### [TASK TO CARRY OUT]
The listing below must be reproduced in full, exactly as written.

[GIVEN DATA — start]

PR #86, opened 2015-09-21
Add lib/lotus-utils.rb

joneslee85:


jodosha:
@joneslee85 Is this for Bundler/Rubygems compat? :+1:

joneslee85:
yup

[GIVEN DATA — finish]

### [EXERCISE SOLUTION]
PR #86, opened 2015-09-21
Add lib/lotus-utils.rb

joneslee85:


jodosha:
@joneslee85 Is this for Bundler/Rubygems compat? :+1:

joneslee85:
yup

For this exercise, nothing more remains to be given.